Introduction
Isolating nuclei is a critical step for single cell RNA-sequencing and ATAC-sequencing workflows. Ensuring that non-clustered, debris free samples are input is crucial to successful library preparation. Dual fluorescence counting using the CellDrop™ FL Automated Cell Counter is used to distinguish unlysed intact cells from successfully isolated nuclei. Cluster analysis software provides the user with an aggregation estimate, and the resulting images allow the user to determine if the debris has been successfully removed.

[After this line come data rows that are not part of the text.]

PR #1217, opened 2026-07-29
docs: add runnable OpenCode sandbox integration

blues-kun:
## Summary

Related to #644. This contribution completes the OpenCode sub-direction.

- add English and Chinese end-to-end guides under the existing integrations documentation;
- add a runnable `examples/opencode-integration` project with a pinned OpenCode 1.18.9 binary and SHA-256 verification;
- cover template construction, runtime dependencies, direct and CubeEgress-vault credential injection, deny-by-default egress, session state, pause/resume, artifact export, and troubleshooting;
- use a deterministic failing-test -> agent repair -> host verification workflow instead of a hello-world prompt;
- keep the activity Hy3 key out of the sandbox when the CubeEgress credential vault path is selected.

## Validation performed

- `13` offline unit tests pass with the declared `cubesandbox`/`e2b` SDK dependencies;
- Python compilation, JSON/shell/link/bilingual navigation checks pass;
- OpenCode 1.18.9 was run on the host against the real Hy3 endpoint for a native read-tool call.

## Honest environment boundary

A live CubeSandbox cluster with KVM, CubeEgress, and snapshot services was not available on this host, so the full in-sandbox build plus pause/resume flow is documented and unit-tested but not presented as a live cluster result. A Docker image build is therefore not used as a substitute for that missing cluster-level evidence.


blues-kun:
Thanks for the detailed review. I addressed all five observations in commit `209c8a3` and added one runtime fix found while following the review's security reasoning.

Changes:
- Removed inherited `bash`, `ca-certificates`, and `curl` from the install list, split OS/tool installation for better cache behavior, and added an explicit non-amd64 fail-fast guard for the pinned x64 artifact.
- Replaced the narrow `rm -rf *` rule with direct `rm`, `/bin/rm`, `/usr/bin/rm`, and `command rm` deny patterns. The EN/ZH docs now state clearly that wrappers and equivalent tools can bypass command-pattern guardrails, so MicroVM and egress controls remain the security boundary.
- Added the `TextIO` annotation to `stream_writer`.
- Made the JSONL summary handle both OpenCode `filePath` and URL-oriented `url` event fields.
- Changed the Chinese troubleshooting rows to preserve the exact searchable error `Model not found: tokenhub/hy3`.

Additional security fix:
- `network_policy.py` previously checked for the placeholder key without passing the process environment, which could fail as `<unset>` on a live cluster. It now performs a two-stage check: the sandbox-wide environment must contain no `HY3_API_KEY`, and the exact environment later passed to OpenCode must contain only the CubeEgress placeholder. The real key is never printed.

Validation:
- 21 unit tests passed (up from 13).
- Black, `compileall`, JSON parsing, `git diff --check`, and staged credential scan passed.
- OpenCode `1.18.9` successfully resolved the updated config via `opencode debug config --pure`, including the broader deny rule.
- Both EN and ZH VitePress pages built successfully.
- The local Buildx is `0.14.1`, so the optional no-build `--check` command was not claimed as executed; the docs now state its official `0.15.0+` requirement.

Full CubeEgress and pause/resume execution still requires an accessible CubeSandbox cluster and remains explicitly marked as pending.

blues-kun:
Follow-up review items are addressed in `03a3b76`.

- Both direct-key drivers (`run_opencode.py` and `resume_opencode.py`) now print a visible security warning to stderr before sandbox creation. The warning points users to `network_policy.py`.
- The source config is now explicitly named `opencode.v1.json`, and the Dockerfile copies it to the standard in-image `opencode.json` path. I used a version-bound filename rather than adding `$comment`, because OpenCode 1.x uses strict top-level config parsing and a non-schema key can make the example invalid. Tests bind `OPENCODE_VERSION=1.18.9`, the V1 filename, and the Docker copy path.
- `HY3_BASE_URL` is validated once; `hy3_host()` now receives that validated value instead of re-running full validation.
- The SDK fallback guard is split into two explicit checks and now has negative tests proving unrelated `TypeError`s are not masked.
- Added a deny-by-default `.dockerignore` allowlist. Only `Dockerfile` and `opencode.v1.json` enter the build context, so `.env`, virtualenvs, tests, and caches cannot be sent to the builder.
- Added `--verbose-events` to all three drivers. Unknown valid JSONL event types are reported on stderr in that mode, while default output remains concise and `--raw` remains available.

Validation after this commit:
- 27 unit tests passed.
- Black, `compileall`, JSON parsing, `git diff --check`, and credential scan passed.
- OpenCode 1.18.9 resolved the renamed V1 config successfully with `debug config --pure`.
- All three CLI help surfaces expose `--verbose-events`.
- EN and ZH VitePress pages built successfully.

The previously documented live-cluster boundary is unchanged: CubeEgress and pause/resume still need an accessible CubeSandbox deployment for end-to-end evidence.

blues-kun:
The third review round is addressed in `b79fc5f`.

Session streaming fix:
- `resume_opencode.py` no longer depends on `result.stdout` for the primary session ID path. A `SessionIdCapture` observes parsed JSONL events as chunks stream; `result.stdout` is only merged as a compatibility fallback.
- The raw renderer and concise renderer both feed the same event observer.
- The command adapter tracks whether SDK callbacks actually fire. If a compatible SDK accepts callback kwargs but does not invoke them, collected stdout/stderr is replayed through the same handlers after completion. This preserves output and session capture, with the documented tradeoff that display becomes buffered.

Defensive follow-ups:
- The `envs` -> `env` fallback now accepts only the known `unexpected keyword argument 'envs'` TypeError forms. A different TypeError that merely mentions `envs` is re-raised.
- Renamed `hy3_model()` to `require_hy3_model()` so the Hy3-only contract is explicit.
- Tightened base URL validation to require the normalized path to be exactly `/v1`. Tests prove `/v1/` is accepted while `/v1/chat` and `/proxy/v1` are rejected.

New regression coverage includes:
- session ID split across multiple callback chunks with empty `result.stdout`;
- SDK ignores callbacks but returns complete stdout;
- raw streaming still captures the session ID;
- semantic `TypeError` mentioning `envs` is not masked.

Validation now reports 33 tests passed, plus Black, `compileall`, OpenCode 1.18.9 resolved-config parsing, JSON validation, diff checks, credential scan, and EN/ZH VitePress builds. The live Cube cluster validation boundary remains unchanged and explicitly documented.

blues-kun:
Final low-risk review cleanup is in `1dc8686`:

- Removed unreachable `TypeError` branches around `json.loads()` on string lines.
- Renamed the pause/resume handle to `active_sandbox` so reconnect ownership and final cleanup are explicit.
- Added coverage for the double-quoted `unexpected keyword argument "envs"` SDK error form.
- Pinned the expected `cubesandbox-base:2026.16` value in the template invariant test, so inherited-package assertions cannot pass against an unnoticed base-image change.
- Split the callback compatibility sentence for readability.
- Kept `exit_code=None` compatibility behavior intentionally, with an explanatory comment, matching the existing `pi-agent-integration` helper; compatible transport/command failures are expected to raise or return nonzero.

Final local result: 34 tests passed, Black/compileall/diff/credential checks passed, and the bilingual VitePress site built successfully.

fslongjin:
Since this PR does not provide a working example in a real CubeSandbox cluster, I’ll go ahead and close it. Thanks for your contribution!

Counting Nuclei with AO/PI Stain
Acridine Orange and Propidium Iodide (AO/PI) are used to determine the success of a nuclei isolation. In traditional cell viability testing, the AO/PI dye combination stains live cells so they fluoresce green and dead cells fluoresce red. However, the stain will also label successfully isolated nuclei red and any remaining intact cells green. This allows the user to calculate the residual intact cells that carryover as a percent of total counted and determine if the experimental workflow can proceed.

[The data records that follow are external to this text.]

Issue #645, opened 2026-06-25
【2026犀牛鸟issue】CubeSandbox 沙箱模板与示例生态


fslongjin:
【产品名称/功能模块】
CubeSandbox 沙箱模板与示例生态

【问题描述】
一个沙箱平台的易用性，很大程度上取决于其开箱即用的模板与示例是否丰富——用户能否快速找到一个贴合自身场景的模板（某种语言运行时、数据科学环境、浏览器自动化、代码解释器、Web 开发环境、特定 Agent 框架的运行底座等）直接拉起沙箱，决定了上手成本。CubeSandbox 已具备从 OCI 镜像构建模板、快照、恢复等能力，并已有少量示例（如 code-sandbox-quickstart、browser-sandbox、mini-rl-training、openai-agents-example 等），但覆盖的场景与语言栈仍然有限，尚未形成系统化的模板/示例生态。

本 issue 为开放性生态贡献任务，目标是持续丰富 CubeSandbox 的模板与示例库，覆盖更多语言、框架与典型场景，让不同背景的开发者都能找到可直接复用的起点。允许多人并行参与、各自认领一个模板或示例，以增量方式合入，不要求单次提交完整 PR。

【期望内容/功能改进】（每人可认领其中一个或多个方向，渐进式贡献）
1）贡献一个或多个开箱即用的沙箱模板，覆盖但不限于：常见语言运行时（Python/Node/Go/Rust/Java 等）、数据科学与 ML（Jupyter、PyTorch、pandas 等）、浏览器自动化、代码解释器、Web 开发环境、特定 Agent 框架的运行底座等；
2）每个模板/示例应包含：模板定义与构建方式、最小可运行调用流程、README 说明（适用场景、资源建议、已知限制），并能在本地部署环境跑通；
3）鼓励覆盖差异化场景：长时任务与快照断点续跑、有状态工作区、多容器协作、出口网络策略受限下的运行等，体现 CubeSandbox 的差异化能力；
4）模板应遵循平台既有模板构建与命名约定，与出口管控、鉴权、资源限制等机制对齐，避免安全策略缺口；
5）在 docs/guide/tutorials 或 examples 体系中登记，保持风格一致、便于检索；本方向聚焦通用语言栈/场景模板，与"Claude Code / CodeBuddy / OpenCode 集成"方向互补、不重复。

【参与说明与验收】
[...]

PR #1218, opened 2026-07-29
feat(examples): add OpenHands integration (agent server pre-warmed in template snapshot)

haoranfan1:
## Problem

[OpenHands](https://www.openhands.dev/) executes every agent action (bash, file edits, scripts) through its **agent server**, and its stock remote workspace, `DockerWorkspace`, boots a fresh agent-server container for each session on a shared host kernel. So every session pays the server's cold start — and although OpenHands sessions are long-lived by nature, stopping the container loses the entire session: conversation state, shells, and in-flight processes all live inside it.

Refs #244 (claimed via `/claim openhands`), #645.

## Solution

Bake the agent server into a CubeSandbox template and take the boot snapshot only after the server itself reports ready (`--probe 8000 --probe-path /ready`), then plug in through the SDK's own extension point: `CubeSandboxWorkspace` subclasses `RemoteWorkspace` exactly like the first-party workspaces (`DockerWorkspace`, `ApptainerWorkspace`, …), so an existing OpenHands program switches by replacing one constructor. Measured on a real cluster, this yields:

- create→healthy in **182 ms** (the same image cold-starts its server in **~6 s** under plain Docker) — no per-session environment build at all;
- whole-VM `pause()` / `resume()`: since the agent loop and conversation state live in the in-VM server, pausing the VM freezes the *entire session*, and re-attach by `sandbox_id` resumes it from another process, even days later;
- KVM MicroVM isolation, plus platform inbound/egress controls (`private_traffic` per-sandbox tokens, egress allowlists, and a documented credential-injection path that keeps the raw LLM key out of the VM).

Layout follows the merged pi-agent integration (#701): a bilingual guide plus a runnable example.

## What Changed

- **Runnable example** at `examples/openhands-integration/`:
  - `Dockerfile` — OpenHands agent server (`openhands-agent-server==1.38.0`, standalone Python 3.12 via uv) on `cubesandbox-base`; envd stays on `:49983`; the server starts on `:8000` as the image CMD under the `user` account. `SSL_CERT_FILE` points at the system trust store so credential-injection egress rules work against the pre-warmed server.
  - `cubesandbox_workspace.py` — `CubeSandboxWorkspace(RemoteWorkspace)`, the same extension point upstream's `DockerWorkspace` uses: creates/attaches sandboxes via the E2B-compatible SDK, waits on the server's strict `/ready`, supports `private_traffic` (per-sandbox traffic token on every workspace request), whole-VM `pause()`/`resume()`, and cross-process re-attach by `sandbox_id` (auto-resume).
  - `smoke_test.py` — no-LLM end-to-end proof: hot-start latency, `/server_info`, bash + file round-trips.
  - `main.py` — full agent coding task; the result is verified **from inside the sandbox**, independent of the agent's own claims.
  - Bilingual `README.md` / `README_zh.md`, `.env.example`, `requirements.txt`.
- **Integration guide** in both languages, on the `_template.md` frontmatter, linked from both index tables:
  - `docs/guide/integrations/openhands.md`
  - `docs/zh/guide/integrations/openhands.md`

## Acceptance (#244)

1. One standalone guide file per language, linked from the integrations index ✅
2. Runnable example with template definition + reproducible flow + bilingual README ✅
3. Aligned with platform security mechanics (egress allowlist, traffic tokens, `SESSION_API_KEY`, credential-injection pointer) ✅
4. Caveats/troubleshooting aligned with existing template/probe/auth mechanics ✅

## Test Plan

- [x] `python -m py_compile` on all three scripts; ruff 0.16.0 `check` + `format --check` clean
- [x] `cd docs && npm run docs:build` (VitePress 1.6.4) — passes in 10.8 s
- [x] `git diff --check` clean
- [x] `docker build --no-cache` — 37.8 s, image 746 MB
- [x] Plain-Docker sanity: `GET :8000/ready` → **200** (~6 s cold start), `GET :49983/health` → **204**

## Live cluster run

All results below were produced against a **real single-node CubeSandbox v0.6.0 cluster** (arm64 host, self-built base image, deployment proxy on `:10080`), at this PR's head. Template registered with `--probe 8000 --probe-path /ready` (snapshot taken only after the agent server reports ready); the template build reached `READY` in ~16 s (one-time cost — per-session sandbox creation is the 182 ms below). Terminal and Dashboard screenshots below carry the full run output.

- [x] `smoke_test.py` — sandbox healthy in **182 ms**, all 4 checks pass:

smoke_test.py — 4/4 PASS, healthy in 182 ms

- [x] `main.py` — the agent created and ran `/workspace/fib.py`; verification executed the script **inside the MicroVM** and checked the Fibonacci recurrence over all 20 lines (exit 0):

```text
--- verification from inside the sandbox ---
# Print the first 20 Fibonacci numbers, one per line
a, b = 0, 1
for i in range(20):
    print(a)
    a, b = b, a + b

---
0
1
1
2
3
5
8
13
21
34
55
89
144
233
377
610
987
1597
2584
4181

PASS
```

- [x] Dashboard (v0.6.0): template `READY` card:

Dashboard — template READY card

Refs #244, #645

### DIFF
--- a/docs/guide/integrations/index.md
+++ b/docs/guide/integrations/index.md
@@ -48,3 +48,4 @@ lang: en-US
 | Title | Author | Date | Tags |
 | --- | --- | --- | --- |
 | [Pi Agent Integration Guide](./pi-agent.md) | chaojixinren | 2026-07-01 | integration, pi-agent, coding-agent, agent |
+| [OpenHands Integration Guide](./openhands.md) | Fan-hr | 2026-07-28 | integration, openhands, coding-agent, agent |
--- a/docs/guide/integrations/openhands.md
+++ b/docs/guide/integrations/openhands.md
@@ -1,0 +1,144 @@
+---
+title: OpenHands Integration Guide
+author: Fan-hr
+date: 2026-07-28
+tags:
+  - integration
+  - openhands
+  - coding-agent
+  - agent
+lang: en-US
+---
+
+# OpenHands Integration Guide
+
+[中文文档](../../zh/guide/integrations/openhands.md)
+
+## Integration Target and Version
+
+[OpenHands](https://www.openhands.dev/) is an autonomous software-development
+agent platform. Its [Agent SDK](https://github.com/OpenHands/software-agent-sdk)
+executes agent actions (bash, file edits, scripts) through an **agent server**
+that normally runs in a local Docker container.
+
+This guide wires the agent server into a Cube Sandbox MicroVM instead: the
+server is pre-installed in a Cube template and frozen *live* into the
+template's boot snapshot, so every sandbox hot-starts with a running agent
+server and full hardware isolation.
+
+Tested versions: `openhands-sdk` / `openhands-tools` /
+`openhands-agent-server` **1.38.0**, Cube Sandbox **v0.6.0**.
+
+## Prerequisites
+
+- Cube Sandbox deployment: any working deployment (single-node is fine) with
+  `cubemastercli` and the E2B-compatible API reachable.
+- SDK or CLI dependencies: Docker (image build), [`uv`](https://docs.astral.sh/uv/)
+  or a current pip >= 26 (host scripts — older pips such as Ubuntu 24.04's
+  stock 24.0 fail on an upstream `lmnr`/`opentelemetry` conflict).
+- Required environment variables: `E2B_API_URL`, `E2B_API_KEY`,
+  `CUBE_TEMPLATE_ID`; plus `LLM_MODEL`, `LLM_API_KEY`, optional
+  `LLM_BASE_URL` (any OpenAI-compatible endpoint) for the full agent demo.
+  To just verify the integration, `smoke_test.py` and `pause_resume.py`
+  need **no LLM configuration at all**.
+
+## Integration Steps
+
+1. **Build the template image** —
+   [`examples/openhands-integration/Dockerfile`](https://github.com/tencentcloud/CubeSandbox/blob/master/examples/openhands-integration/Dockerfile)
+   extends `cubesandbox-base` (envd on `:49983` preserved), installs a
+   standalone Python 3.12 via uv, pins `openhands-agent-server`, and starts it
+   on `:8000` as the image CMD under the unprivileged `user` account.
+
+2. **Register it as a template**, probing the agent server itself so the boot
+   snapshot is taken only after the server is ready:
+
+   ```bash
+   cubemastercli tpl create-from-image \
+     --image <registry>/openhands-sandbox:latest \
+     --writable-layer-size 2G \
+     --expose-port 8000 --expose-port 49983 \
+     --probe 8000 --probe-path /ready
+   ```
+
+3. **Connect the OpenHands SDK** through `CubeSandboxWorkspace`, a
+   `RemoteWorkspace` subclass (the same extension point the SDK's own
+   `DockerWorkspace` uses) that creates the sandbox via the E2B-compatible
+   SDK and points the workspace at the proxied agent-server URL.
+
+4. **Run demos** from `examples/openhands-integration/`: `smoke_test.py`
+   (no LLM; hot-start latency, bash/file round-trips), `pause_resume.py`
+   (no LLM; whole-VM freeze/thaw under a live server), `main.py` (full agent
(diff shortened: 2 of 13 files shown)


haoranfan1:
Thanks for the thorough automated passes — all three rounds are addressed. Point-by-point:

### Round 1 → 44bd5df

1. **`typing.Self` (Medium)** — Fixed: the import now sits behind `if TYPE_CHECKING:` with `from __future__ import annotations`, so the module imports on any interpreter (the hint is never evaluated at runtime) while keeping the `-> Self` annotation that ruff itself expects (PYI034). Worth noting the example's effective floor is **Python ≥ 3.12 regardless**: `openhands-sdk` declares `requires-python >= 3.12`, so on 3.9/3.10 the dependency install fails before any import runs. Now documented in `requirements.txt` (also covers finding 6).
2. **`resume()` host refresh (Low)** — Fixed as suggested, extracted into a `_public_url()` helper shared with the create path — plus one step further: `reset_client()` after the refresh, because the parent's cached httpx client keeps its `base_url` bound to the previous host.
3. **`except BaseException` (Low)** — Kept deliberately; justifying comments added at both sites. Narrowing to `Exception` would reintroduce the exact leak these blocks exist to prevent: Ctrl-C during the readiness wait (workspace) or the frozen-gap sleep (demo) is the likeliest interrupt, and it too must reap the sandbox before propagating. Both handlers re-raise unconditionally.
4. **Dual HTTP stacks (Info)** — Comment added to `_wait_for_ready`: it runs during `model_post_init`, before `super().model_post_init()` has set up the client; `_headers` (session key + traffic token) is honored on both stacks.
5. **`ADD` for the uv installer (Info)** — Switched to `RUN curl -fsSL … | sh`, matching the pi-agent image.
6. **Python floor (Info)** — Documented in `requirements.txt` (see 1).

### Round 2 → 6b60a80

- **Traffic token typing** — `_saved_traffic_token` is now `SecretStr | None`, unwrapped only at the header and persistence boundaries; an accidental `repr()`/debugger view shows `SecretStr('**********')`.
- **`__exit__` return** — Comment now states explicitly that returning `None` matches the parent contract (which never returns `True`), so no exception suppression is being discarded.

### Round 3 → 1b87cc8

- **`python-dotenv` lower bound** — Pinned `>=1.0.0`, matching the pi-agent example.
- **Sub-2s `health_check_timeout`** — Each readiness poll is now capped at the remaining overall budget (`max(0.1, min(2.0, deadline - now))`), so small timeouts are honored exactly.
- **`http://` scheme** — `_public_url` docstring now states it is intentional: cube-proxy serves plain HTTP; TLS (if any) terminates at an upstream reverse proxy.

### Round 4 — no code changes

- **`UnboundLocalError` in `pause_resume.py`** — not reachable: `sandbox_id = workspace.sandbox_id` executes *before* the `try:` statement, and the `except BaseException` handler only guards exceptions raised inside that block — by the time the handler can run, `sandbox_id` is always bound. A constructor failure propagates before the `try` begins, and the workspace's own `model_post_init` already reaps the sandbox on that path.
- **Org-URL casing / one long Dockerfile comment line / the `LLM_MODEL` placeholder** — cosmetic; happy to normalize all three in one pass if a human reviewer prefers.

### Re-verification (same v0.6.0 single-node cluster, after each round)

- `smoke_test.py` 4/4
- `pause_resume.py` PASS (ticks 5 → 5 → 8 across the 8 s frozen gap)
- Direct `pause()` → `resume()` → `execute_command()` round-trip exercising the refreshed-host path
- `private_traffic=True` create → token captured (masked repr) → readiness probe passed the private-traffic gate with the token header → exec → kill
- `docker build` with the curl-based installer succeeds; ruff `check` / `format --check` clean throughout

fslongjin:
Thanks for your contribution! Before merging, could you please rebase it onto the latest origin/master? Also, I don't think this example needs to include a pause/resume demo.

haoranfan1:
@fslongjin Thanks for the review. Both points are done:

- Rebased onto master at 1e3f821. The only conflicts were the two integrations index tables.
- Dropped the pause/resume demo: pause_resume.py is gone along with its walkthrough in both READMEs and both guides. The pause()/resume() methods still exist on CubeSandboxWorkspace because the guide's snippet uses them. Happy to remove those too if you'd prefer.
- Switched the guide author field to my GitHub ID.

As the nuclear pore complex will allow passive diffusion up to 30-60 kDa, both AO and PI (~0.6 kDa) freely pass into the nucleus and will display a red signal due to a FRET interaction between the two fluorophores. Minimizing the number of intact cells in the isolation is important, so accurately enumerating the intact cells with AO/PI can improve quality control and improve consistency in the results of downstream workflows.

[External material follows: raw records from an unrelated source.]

Issue #985, opened 2015-04-16
Unexpected behavior with linked NPM modules


ooflorent:
## tl;dr

Webpack should produce the same build whether a module is linked or not.
## In depth

Considering the following dependency trees:

``` js
project@1.0.0
├── babel-runtime@5.1.9
└── sub-project@1.0.0
```

``` js
sub-project@1.0.0
└── babel-runtime@5.1.9
```

**Notice:** NPM does not include `babel-runtime` under `sub-project` when `npm list` is called from `project`.

Webpack builds something link:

Nuclei Isolation Procedure & Considerations
Nuclei were isolated from HEK293T cell cultures according to the 10X Genomics® protocol for the “Isolation of Nuclei from Single Cell Suspensions. CG000124 Rev D.” Before lysis, cell density and viability were assessed using the standard CellDrop AO/PI protocol to confirm a minimum of 2.5 million cells/mL at >90% viability.
Minimizing debris and large clusters is important for the downstream workflow of single-cell sequencing, since these can clog the fluidic chips resulting in low quality libraries or failed sequencing experiments. It is therefore critical for nuclei suspensions to be filtered to remove cellular debris post-lysis. Refer to the manufacturer’s protocol if large clusters of nuclei are observed.
Similarly, removing intact cells that did not lyse during the procedure is also critical. Single-cell sequencing procedures such as those employed by 10x Genomics® rely on isolated nuclei for the technology to appropriately detect expression differences in a cellular population.
Many applications, such as ATAC-seq, require intact nuclei for the technique to work properly. Typically, the sample volume for such methods is a limiting factor, so using a single analysis volume for multiple quality control purposes can be beneficial. The unique DirectPipette™ Technology of CellDrop Automated Cell Counters enables counting without disposable slides and the variable chamber volume allows counting volumes of between 5 and 40 µL of sample. Alternatively, CellDrop is also compatible with common disposable plastic or reusable slides. This can allow the user to both quantify the nuclear isolation on the CellDrop and transfer the same slide to a microscope with a higher magnification for nuclear integrity analysis.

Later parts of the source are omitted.